The evaluation of this condition and truthy value is done via the output of a callable. If the
callable returns True or a truthy value, the pipeline is allowed to continue and an :ref:XCom <concepts:xcom>
of the output will be pushed. If the output is False or a falsy value, the pipeline will be short-circuited
based on the configured short-circuiting (more on this later). In the example below, the tasks that follow the
"condition_is_true" task will execute while the tasks downstream of the "condition_is_false" task will be
skipped.
.. tip::
The @task.short_circuit decorator is recommended over the classic ShortCircuitOperator
to short-circuit pipelines via Python callables.
.. tab-set::
.. tab-item:: @task.short_circuit
:sync: taskflow
.. exampleinclude:: /../src/airflow/providers/standard/example_dags/example_short_circuit_decorator.py
:language: python
:dedent: 4
:start-after: [START howto_operator_short_circuit]
:end-before: [END howto_operator_short_circuit]
.. tab-item:: ShortCircuitOperator
:sync: operator
.. exampleinclude:: /../src/airflow/providers/standard/example_dags/example_short_circuit_operator.py
:language: python
:dedent: 4
:start-after: [START howto_operator_short_circuit]
:end-before: [END howto_operator_short_circuit]
The "short-circuiting" can be configured to either respect or ignore the :ref:trigger rule <concepts:trigger-rules>
defined for downstream tasks. If ignore_downstream_trigger_rules is set to True, the default configuration, all
downstream tasks are skipped without considering the trigger_rule defined for tasks. If this parameter is
set to False, the direct downstream tasks are skipped but the specified trigger_rule for other subsequent
downstream tasks are respected.

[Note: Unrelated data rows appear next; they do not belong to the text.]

PR #898, opened 2015-12-27
add config.label scaffold

kanitw:
@willium 
I quickly added config.label scaffold, which would be useful for your `bar-label` branch.

- Add JSON schema and TS interface for `config.label`
- Add model.labelConfig and `applyLabelConfig()` inside `compiler/marks.ts`.  `applyLabelConfig()` is not used yet but should be used in a similar fashion to `applyMarksConfig()`.  

For list of label properties, I just copied it directly from `config.marks.schema.ts` and add `fontSize`.  (And since I’m doing this really quick I might have overlooked other important properties that should be included as well.


src/compiler/Model.ts
```diff
@@ -246,6 +246,13 @@ export class Model {
   }
 
   /**
+   * @return Label config value from the spec, or a default value if unspecified.
+   */
+  public labelConfig(name: string) {
```
kanitw: Remove this!

src/compiler/marks.ts
```diff
@@ -168,6 +168,16 @@ function applyMarksConfig(marksProperties, model: Model, propsList: string[]) {
   });
 }
 
+// TODO: use this in label methods
+function applyLabelConfig(marksProperties, model: Model, propsList: string[]) {
+  propsList.forEach(function(property) {
+    const value = model.labelConfig(property);
```
willium: `model.config().label[property]`

src/schema/config.label.schema.ts
```diff
@@ -0,0 +1,125 @@
...
+    },
+    strokeDashOffset: {
+      type: 'array',
+      default: undefined,
+      description: 'The offset (in pixels) into which to begin drawing with the stroke dash array.'
+    },
+    // text-only
+    align: {
+      type: 'string',
+      default: 'right',
```
kanitw: @willium you might wanna change this default to `undefined` since you have a rule for determining it.

kanitw:
@willium  This should be now ready for merging into your branch.  Note that I now call the `applyLabelConfig()` inside your `label()` method. See 94d0e3a2c5915b0fff333248028a0eb64a307053.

In this short-circuiting configuration, the operator assumes the direct
downstream task(s) were purposely meant to be skipped but perhaps not other subsequent tasks. This
configuration is especially useful if only part of a pipeline should be short-circuited rather than all
tasks which follow the short-circuiting task.
In the example below, notice that the "short_circuit" task is configured to respect downstream trigger
rules. This means while the tasks that follow the "short_circuit" task will be skipped
since the decorated function returns False, "task_7" will still execute as its set to execute when upstream
tasks have completed running regardless of status (i.e. the TriggerRule.ALL_DONE trigger rule).
.. tab-set::
.. tab-item:: @task.short_circuit
:sync: taskflow
.. exampleinclude:: /../src/airflow/providers/standard/example_dags/example_short_circuit_decorator.py
:language: python
:dedent: 4
:start-after: [START howto_operator_short_circuit_trigger_rules]
:end-before: [END howto_operator_short_circuit_trigger_rules]
.. tab-item:: ShortCircuitOperator
:sync: operator
.. exampleinclude:: /../src/airflow/providers/standard/example_dags/example_short_circuit_operator.py
:language: python
:dedent: 4
:start-after: [START howto_operator_short_circuit_trigger_rules]
:end-before: [END howto_operator_short_circuit_trigger_rules]
Passing in arguments and Templating ^^^^^^^^^^^^^^^^^^^^^^^^^^^^^^^^^^^
Argument passing and templating options are the same as with :ref:howto/operator:PythonOperator.